Long-term outcome of acute tubular necrosis: A contribution to its natural history
Author(s) -
Fernando Liaño,
C. Felipe,
M.T Tenorio,
Maite Rivera,
Víctor Abraira,
J.-M. Sáez-de-Urturi,
Juan Ocaña,
C. Fuentes,
Samir Venâncio Godinho Severiano
Publication year - 2007
Publication title -
kidney international
Language(s) - English
Resource type - Journals
SCImago Journal Rank - 3.499
H-Index - 276
eISSN - 1523-1755
pISSN - 0085-2538
DOI - 10.1038/sj.ki.5002086
Subject(s) - medicine , hazard ratio , renal function , comorbidity , proportional hazards model , natural history , acute tubular necrosis , polytrauma , survival analysis , dialysis , surgery , confidence interval
As long-term outcome studies of acute renal failure (ARF) are scarce and non-homogeneous, we studied 187 consecutive acute tubular necrosis (ATN) patients without previous nephropathies, discharged alive from our hospital between October 77 and December 92 and followed-up until December 99 (range 7-22 years; median 7.2). Variables were analyzed at the time of the acute episode and during follow-up. In 2000-2001 a clinical evaluation was made in 58 of the 82 patients still alive. Ten patients were lost to follow-up and 95 died. In 59% death was related with the disease present when the ATN developed. Kaplan-Meir survival curve showed 89, 67, 50, and 40% at 1, 5, 10, and 15 years, respectively, after discharge. Survival curves were significantly better (log-rank P<0.001) among the youngest, those surviving a polytrauma, those without comorbidity and surprisingly those treated in intensive care units.

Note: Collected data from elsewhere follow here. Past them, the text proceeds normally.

Issue #7963, opened 2020-04-06
Event order: focus from Screen2 execute before blur from Screen1


allandiego:
**Current Behavior**
Two <Drawer.Screen> that add a ScreenOrientation listener on focus event and remove it on blur. The problem is when Screen1 execute the blur event to remove the orientation listener its after Screen2 addListerner on focus, so is removes Screen2 listener too.

Time line for better understanding:
- Screen1 - focus > register orientation listener
- user navigate to Screen2 -  focus > register orientation listener
- Screen1 execute blur event > remove orientation Listeners including the newly registered by focus from Screen2

Screen1
```js
 useEffect(() => {
    navigation.addListener('focus', () => {
      function handleOrientationChange(orientation) {
        const isLandscape = orientation.orientationInfo.orientation > 2;
        setIsLandscapeLayout(isLandscape);
      }

      ScreenOrientation.addOrientationChangeListener(handleOrientationChange);
    });

     navigation.addListener('blur', () => {
       ScreenOrientation.removeOrientationChangeListeners();
       navigationListenerBlur();
       navigationListenerFocus();
     });
  }, [navigation]);
```

Screen2 have the same code with different handleOrientationChange function body

**Expected Behavior**

- Screen1 focus > register orientation listener
- user navigate to Screen2
- Screen1 blur > remove orientation listener
- Screen2 focus > register orientation listener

The proportional Cox model showed that age (hazard ratio (HR) 1.04 per year of age; P=0.000), presence of comorbid factors (HR 4.29; P=0.006), surgical admission (HR 0.45; P=0.000), and male sex (HR 1.72; P=0.020) were the variables associated with long-term follow-up. In the evaluated patients renal function was normal in 81%. Long-term outcome after ARF depends on absence of co-morbid factors, cause of initial admission and age. Although the late mortality rate is high and related with the original disease, renal function is adequate in most patients.